» Provided data
- - -
PR #691, opened 2020-01-08
Update CI to run Swift 5.2 development snapshot

glbrntt:
Motivation:

We should run our CI against development versions of Swift so that we
can catch any language regressions, bugs, etc. before release.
- - -
» What this task involves
Find "development" in the data above. Report each line where it appears.

» Output of the exercise
Update CI to run Swift 5.2 development snapshot
We should run our CI against development versions of Swift so that we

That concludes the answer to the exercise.